Abstract

Background
Diabetic foot ulcers form when wounds fail to progress through the physiological stages of wound healing. They are associated with infection, amputation and high mortality. Small EVs, containing proteins, lipids, RNA, and DNA, may have a role in wound healing and pathological chronic wounds.

Methods
In vitro analysis was performed on diabetic and control human dermal fibroblast cell lines. Each cell line was exposed to a combination of normoxic/hypoxic, normoglycaemia/hyperglycaemic and inflammatory/non-inflammatory conditions. Small EVs were isolated by ultracentrifugation and characterised by transmission electron microscopy (TEM), Nanotracking analysis (NTA), and Western blots. MicroRNA (miRNA) content was analysed.

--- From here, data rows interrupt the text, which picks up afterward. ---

Issue #628, opened 2020-09-09
support stokes for the statistics and histogram widgets


kswang1029:
related to the frontend issue: https://github.com/CARTAvis/carta-frontend/issues/1171

This requires ICD changes and backend implementation.

PR #790, opened 2021-04-07
628 Support stokes for statistics and histogram widgets

markccchiang:
For #628, the backend supports the stokes option for statistics and histogram widgets. It works with the modified protobuf branch [mark/stokes_for_stat_and_hist_calc](https://github.com/CARTAvis/carta-protobuf/tree/mark/stokes_for_stat_and_hist_calc) and frontend branch [thchang/stokes_dropdown_in_histogram_and_statistics](https://github.com/CARTAvis/carta-frontend/tree/thchang/stokes_dropdown_in_histogram_and_statistics).


pford (approved):

confluence (approved):

kswang1029:
@TienHao any chance to have the frontend part ready for testing soon?

TienHao:
> @TienHao any chance to have the frontend part ready for testing soon?

@kswang1029 a draft PR(https://github.com/CARTAvis/carta-frontend/pull/1570) for the frontend part has been opened. It is ready for testing.

kswang1029:
@markccchiang The following screenshot is with your branch. If we request a histogram from region 1 and stokes Q explicitly, we see the histogram is not identical to the one generated with the current dev backend with the same setup.
Screen Shot 2021-07-20 at 2 05 44 PM

from my initial investigation, it appears that the histogram bins are not identical. Left is this branch and right is dev.
Screen Shot 2021-07-20 at 2 14 45 PM

could you check if the histogram calculation is correct?

kswang1029:
@acdo2002 please help on testing this, especially the correctness.

acdo2002:
@kswang1029 Ok I am checking them (backend + frontend) together now.

acdo2002:
I use `HH211_IQU.fits` and set two regions **manually**, at lease the export data of Statistics widget and Histogram widget are identical to the current dev branch (I use Animator widget to change the Stokes I Q U, and use `diff xx1.tsv xx2.tsv` to check the exported data difference).

Region 1 (exclude NaN region):
Center 250 700
Size 10 10
Bottom left 245 695
Top right 255 705
PA 0

Region 2 (include part of NaN region):
Center 245 200
Size 400 300
PA 45

markccchiang:
@kswang1029 If I set a region that is larger than the image and then checks its histogram. The results are shown below:

my branch

Compared the histogram with the same setting on the dev branch:

dev branch

 They looks identical. Not sure are there some non-NAN pixels outside the circle from the `IRCp10216_sci.spw0.cube.IQUV.manual.pbcor.image`?

kswang1029:
> @kswang1029 If I set a region that is larger than the image and then checks its histogram. The results are shown below:
> 
> my branch
> 
> Compared the histogram with the same setting on the dev branch:
> 
> dev branch
> 
> They looks identical. Not sure are there some non-NAN pixels outside the circle from the `IRCp10216_sci.spw0.cube.IQUV.manual.pbcor.image`?

there should be no non-NAN inside the square and outside the circle. Are you able to reproduce the issue if you define a region between the square and the circle like what I did before?

acdo2002:
I perhaps can reproduce this issue (discrepancy between regions that all cover the data).
However this issue already exists in the current dev branch.

I set two regions:
Region 1 Square:
Center 121 120
Size 190 189
Bottom left 26 25.5
Top right 216 214.5
PA 0

Region 2 Circle: 
Center 128 136
Size 100 100

regions_discrepancy

The exported data of statistics widget are identical between two regions (both dev and this branch).
However the exported data of histogram widget are different between two regions (both dev and this branch).

The exported data of statistics widget & histogram widget (given the same stoke & channel), this branch is identical to the current dev.

markccchiang:
> I perhaps can reproduce this issue (discrepancy between regions that all cover the data).
> However this issue already exists in the current dev branch.
> 
> I set two regions:
> Region 1 Square:
> Center 121 120
> Size 190 189
> Bottom left 26 25.5
> Top right 216 214.5
> PA 0
> 
> Region 2 Circle:
> Center 128 136
> Size 100 100
> 
> regions_discrepancy
> 
> The exported data of statistics widget are identical between two regions (both dev and this branch).
> However the exported data of histogram widget are different between two regions (both dev and this branch).
> 
> The exported data of statistics widget & histogram widget (given the same stoke & channel), this branch is identical to the current dev.

I think this problem is due to the number of bins setting in the histogram calculation. When the frontend chooses `AUTO_BIN_SIZE,` the backend will calculate the number of bins based on the region shape. So if you change the region shape, the number of bins changed, and so does the region histogram plot. Also, if you move the region without changing its shape. Since the region shape is converted from the coordinate system, it may have a slight difference in different positions. So the region histogram plot changed too. @kswang1029 is it OK if we just set the number of bins equal to that in the `Render Configuration` widget (on the left button panel) when `AUTO_BIN_SIZE`?. I think that way would not cause misleading to users.

kswang1029:
> > I perhaps can reproduce this issue (discrepancy between regions that all cover the data).
> > However this issue already exists in the current dev branch.
> > I set two regions:
> > Region 1 Square:
> > Center 121 120
> > Size 190 189
> > Bottom left 26 25.5
> > Top right 216 214.5
> > PA 0
> > Region 2 Circle:
> > Center 128 136
> > Size 100 100
> > regions_discrepancy
> > The exported data of statistics widget are identical between two regions (both dev and this branch).
> > However the exported data of histogram widget are different between two regions (both dev and this branch).
> > The exported data of statistics widget & histogram widget (given the same stoke & channel), this branch is identical to the current dev.
> 
> I think this problem is due to the number of bins setting in the histogram calculation. When the frontend chooses `AUTO_BIN_SIZE,` the backend will calculate the number of bins based on the region shape. So if you change the region shape, the number of bins changed, and so does the region histogram plot. Also, if you move the region without changing its shape. Since the region shape is converted from the coordinate system, it may have a slight difference in different positions. So the region histogram plot changed too. @kswang1029 is it OK if we just set the number of bins equal to that in the `Render Configuration` widget (on the left button panel) when `AUTO_BIN_SIZE`?. I think that way would not cause misleading to users.

@markccchiang uh right. It is region-shape dependent. We have a plan to enhance the histogram widget by allowing users to specify a custom bin count and range etc. It is likely to be scheduled for the final v3 release. So let’s leave it for now. Thanks for checking.

kswang1029 (approved):

veggiesaurus:
@markccchiang can you make a PR for the protobuf changes? (including a major version bump and changelog entries). We will need to also bump the ICD version in the frontend and backend repos, since this is a breaking change.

Small EVs were isolated from patient wound dressings and plasma, from non-diabetic patients, diabetic patients with healing wounds and diabetic patients with non-healing wounds. miRNA was analysed and compared to in vitro samples.

Results
Using in vitro models, fibroblasts exposed to a simulated diabetic wound environment produced sEVs enriched with both known and novel miRNAs. Six known miRNAs (including miR-126-3p, miR-223-3p, and miR-155-5p) and seven novel miRNAs were identified as significantly upregulated. Parallel patient studies identified hsa-let-7a-5p and hsa-miR-486-5p as upregulated in non-healing DFUs, while others hsa-miR-1-3p and hsa-miR-184 were downregulated. Importantly, some novel miRNAs overlapped between patient samples and in vitro models, strengthening their relevance as biomarkers.

Conclusions
sEV-associated miRNAs are key regulators of impaired wound healing and may link local ulcer pathology to systemic inflammation. Future studies will validate these candidates in larger cohorts and assess their translational potential as biomarkers or therapeutic targets.